Biz İnsan mıyız?

Harika bir soru değil mi? Beni düşündürdü gerçekten.

3.İstanbul Tasarım Bienali’nin teması ve sorguladığı konu bu. 22 Ekim’de başlayan Bienal, 20 Kasım’a kadar devam ediyor. Ana mekân Galata Özel Rum İlkokulu. Bununla birlikte okula 10 dakika yürüme mesafesinde olan Stüdyo X İstanbul, DEPO, İstanbul Arkeoloji Müzesi (tek ücretli mekân) ve Bomontiada içindeki Alt Sanat Mekânı Bienal’e ev sahipliği yapan mekânlar.

Galata Özel Rum İlkokulu’nda çocuklar için atölyeler de düzenleniyor. Atölyeleri “çocukistanbul” düzenliyor.

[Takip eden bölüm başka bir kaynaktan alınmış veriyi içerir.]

PR #1140, opened 2026-07-20
[OSDEV-2417] Migrate self-hosted runner jobs to AWS CodeBuild

vlad-shapik:
Replace the self-hosted MacBook runner with an ephemeral GitHub Actions runner on AWS CodeBuild for the long-running DB jobs.

## Why

The three jobs using `runs-on: self-hosted` — **DB - Save Anonymized DB**, **DB - Apply Anonymized DB**, and the `restore_database` job of **Deploy to AWS** — run on a MacBook that must stay online 24/7 and has had repeated outages, making releases unpredictable ([OSDEV-2417](https://opensupplyhub.atlassian.net/browse/OSDEV-2417)). The jobs only need Linux compute with Docker, ~50+ GB of disk, and SSH to a public bastion; runs take 85–150 minutes. With CodeBuild's native runner integration, each queued job gets a fresh build container that registers as a just-in-time runner and is destroyed afterwards — nothing runs (or bills) between jobs (~a few $/month). GitHub-hosted runners were rejected: ~14 GB of free disk cannot hold the anonymization restore.

## What

- New `deployment/terraform/codebuild_github_runner` module: CodeBuild project `osh-github-actions-runner` (`BUILD_GENERAL1_LARGE`, Ubuntu 24.04 `standard:8.0`, privileged mode for Docker-in-Docker, 300-min timeout), a `WORKFLOW_JOB_QUEUED` webhook (what makes it act as a runner), minimal IAM role, and a log group. Enabled only in Test (`codebuild_github_runner_enabled`); the single runner serves all target environments because per-environment credentials come from GitHub environment secrets.
- The three jobs now use `runs-on: codebuild-osh-github-actions-runner-${{ github.run_id }}-${{ github.run_attempt }}`. The DB access pattern (SSH tunnel through the target environment's bastion) is untouched.
- AWS provider bumped `~> 5.8.0` → `~> 5.91` (minimum for the webhook filter and `CODECONNECTIONS` credentials).
- Release notes entry under 2.28.0.

Bastion reachability from the runner's AWS egress IPs was verified for every environment; no security group changes were needed.

## Status

Validated end to end in Development (shares an AWS account with Test): Terraform apply plus a full **DB - Save Anonymized DB** run against production data on the CodeBuild runner. The temporary Development enablement has been reverted; Test is the runner's permanent home.

Compute sizing is settled: the production dump run measured ~14.25 GB memory utilization (page-cache-heavy local restore/anonymization) and ~1.7 vCPU peak, so `BUILD_GENERAL1_LARGE` (16 GB) stays and a downgrade to `BUILD_GENERAL1_MEDIUM` (8 GB) is ruled out.

## Before applying to Test

- Merge [ci-deployment#66](https://github.com/opensupplyhub/ci-deployment/pull/66) (CodeConnections connection ARN for Test). A validation rule fails the plan with a clear message if the ARN is missing.
- If the temporary Development runner still exists, apply Terraform to Development first (destroys it), then to Test — the project name and account-level source credential are singletons in the shared account.

## Remaining test plan

- [x] Validate in Development: Terraform apply + **DB - Save Anonymized DB** on the CodeBuild runner
- [x] Confirm compute sizing from run metrics — keep `BUILD_GENERAL1_LARGE` (memory-bound, ~14.25 GB observed)
- [ ] Apply Terraform to Development (cleanup), then to Test
- [ ] Run **DB - Apply Anonymized DB** (`deploy-env: Test`) and **Deploy to AWS** to Test with `restore-db: true`
- [ ] After burn-in, remove the MacBook from the repo's runner list and decommission it

Note: the MacBook serialized all jobs; CodeBuild runs jobs in parallel. Per team decision no `concurrency` guards were added — avoid simultaneous dump/restore runs against the same environment.

[OSDEV-2417]: https://opensupplyhub.atlassian.net/browse/OSDEV-2417?atlOrigin=eyJpIjoiNWRkNTljNzYxNjVmNDY3MDlhMDU5Y2ZhYzA5YTRkZjUiLCJwIjoiZ2l0aHViLWNvbS1KU1cifQ


deployment/terraform/codebuild_github_runner/main.tf
```diff
@@ -0,0 +1,133 @@
...
+  project_name = aws_codebuild_project.github_runner.name
+  build_type   = "BUILD"
+
+  filter_group {
+    filter {
+      type    = "EVENT"
+      pattern = "WORKFLOW_JOB_QUEUED"
+    }
+  }
+}
```
protsack-stephan, line 133: Is this project created per-environment? Do I understand correctly that, in order to create a new environment (e.g., pre-prod), we would need to do so from a different set of runners? What would happen if we needed to create another new environment from scratch? My main question is whether it makes sense to keep this code here, or if we should move it to a separate repository or pipeline process.

deployment/terraform/codebuild_github_runner/README.md
```diff
@@ -0,0 +1,91 @@
+# CodeBuild GitHub Actions Runner
+
+This module provisions an AWS CodeBuild project that acts as an **ephemeral
+GitHub Actions runner** for the long-running database jobs:
+
+- **DB - Save Anonymized DB** (`.github/workflows/db_save_anonymized.yml`)
+- **DB - Apply Anonymized DB** (`.github/workflows/db_apply_anonimized.yml`)
+- **Deploy to AWS** → `restore_database` job (`.github/workflows/deploy_to_aws.yml`)
```
protsack-stephan, line 8: Why are we not running other workflows on those runners? It would be great to remove the dependency on external runners completely.

deployment/terraform/codebuild_github_runner/main.tf
vlad-shapik: No — a single project, created once in the Test account, serving jobs for *all* environments. The runner is pure compute: each job gets its target environment's credentials from GitHub environment secrets and reaches the DB via that environment's public bastion. Already validated running the dump against Production from this one runner.

New environments need **no** new runners.

deployment/terraform/codebuild_github_runner/README.md
vlad-shapik: Other workflows run on GitHub-hosted runners, which are free/unlimited for this public repo and haven't been a reliability problem. Moving all CI to CodeBuild would turn that into paid AWS minutes (tens of $/month at our CI volume vs ~$10/month for just the DB jobs).

These three jobs moved because free runners physically can't run them (~50 GB disk, ~14 GB RAM measured vs 14 GB SSD on `ubuntu-latest`).

protsack-stephan (approved):

valencia-max (approved):

PR #1145, opened 2026-07-23
[OSDEV-3114] Migrate local Kafka to KRaft and fix React dev server startup

VadimKovalenkoSNF:
## Summary

Fixes [OSDEV-3114](https://opensupplyhub.atlassian.net/browse/OSDEV-3114).

- Migrate local `docker-compose.yml` Kafka from ZooKeeper mode to single-node KRaft, removing the intermittent `NodeExistsException` on `docker compose up -d`.
- Replace the anonymous `node_modules` volume with named `react_node_modules` volume.
- Add the OSDEV-3114 bugfix entry to the Release 2.28.0 release notes.

## Context

Local developers were hitting two unrelated startup failures:

1. **Kafka** — recreating the broker container could leave a stale ZooKeeper broker znode (`/brokers/ids/1`), causing Kafka to exit before becoming healthy.
2. **React** — the local anonymous `node_modules` Docker volume contained an old dependency tree with nested PostCSS 8.2.6, so `craco start` failed under Node 22 with `ERR_PACKAGE_PATH_NOT_EXPORTED` on `postcss/lib/tokenize`.

The named volume does not automatically update stale dependencies. It makes the local dependency cache explicit and easy to inspect or reset deliberately, for example with `docker volume rm open-supply-hub_react_node_modules` before rebuilding the React service.

These changes affect local docker-compose only. AWS deploy continues to use MSK for Kafka and static React builds for the frontend.

## Test plan

- [x] `docker compose up -d kafka` — Kafka starts healthy without `NodeExistsException` after container recreation
- [x] `docker compose run --rm --no-deps react yarn install` — no `yarn.lock` changes; nested `postcss-safe-parser` PostCSS is 8.5.16
- [x] `docker compose up -d react` — dev server compiles successfully; `http://localhost:6543/` returns HTTP 200
- [x] `docker compose exec -T kafka kafka-topics.sh --bootstrap-server kafka:9092 --list` — `dedupe.hub.topic` exists
- [x] `docker compose up -d api-app` and run `python3 manage.py batch_process -a match -l <list_id>` — requires sufficient Docker memory for the dedupe-hub gazetteer build

[OSDEV-3114]: https://opensupplyhub.atlassian.net/browse/OSDEV-3114?atlOrigin=eyJpIjoiNWRkNTljNzYxNjVmNDY3MDlhMDU5Y2ZhYzA5YTRkZjUiLCJwIjoiZ2l0aHViLWNvbS1KU1cifQ


vlad-shapik:
@VadimKovalenkoSNF Quick question on the `postcss-safe-parser/postcss` resolution change in `src/react/package.json`: did you check whether `yarn.lock` needs to be recomputed?

From what I can tell the lockfile already resolves `postcss@^8.1.0` (what `postcss-safe-parser` depends on) to `8.5.16`, so the tree may already be correct and this could be a no-op. But could you run `yarn install` in `src/react` and check the result?

VadimKovalenkoSNF:
@vlad-shapik good point!  I re-ran `yarn install` and confirmed that `yarn.lock` already resolves `postcss@^8.1.0` to `8.5.16`; it does not change after install. 
I also verified that the existing Yarn v1 resolution (`**/postcss-safe-parser/postcss`) correctly installs postcss-safe-parser’s nested PostCSS at `8.5.16`.

The resolution syntax change was unnecessary, so I reverted it and updated the release note. The React failure came from my local anonymous `node_modules` Docker volume, which contained a stale dependency tree with PostCSS `8.2.6` - not from the committed dependency configuration.

I would still like to keep the named `react_node_modules` volume. It does not automatically refresh stale dependencies, but it makes the volume explicit, stable, and easy to inspect or reset deliberately when dependencies change:

```
docker compose down
docker volume rm open-supply-hub_react_node_modules
docker compose up -d --build react
```

With the anonymous volume, Docker assigns an opaque name and may leave old volumes behind after container recreation, making this recovery path less discoverable.

vlad-shapik (approved):
LGTM

daniellekain (approved):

“Gezegenimiz için… Hayal Et / Düşün / Tasarla!” başlığı altında gerçekleşen ücretsiz atölyeler için hem okul katılımı, hem de bireysel katılım mümkün.
Detaylar ve rezervasyon için: 0212-311 7835 / 311 7703
info@cocukistanbul.org / info@iksv.org

bienalBienal’in geneline bakarsak eğer, “Biz İnsan mıyız?” sorusuna geçmişten bugüne insanın evrimini ve bununla birlikte hayatımızdaki tasarım noktalarını inceleyerek cevap arıyor. Bununla birlikte zaman içerisinde insanın dünyaya ne kadar zarar verdiği vurgulanıyor. Tasarımcılar ortaya koydukları eserlerde insanın yaşamda duruşunu sorgulayarak bir cevap arıyorlar.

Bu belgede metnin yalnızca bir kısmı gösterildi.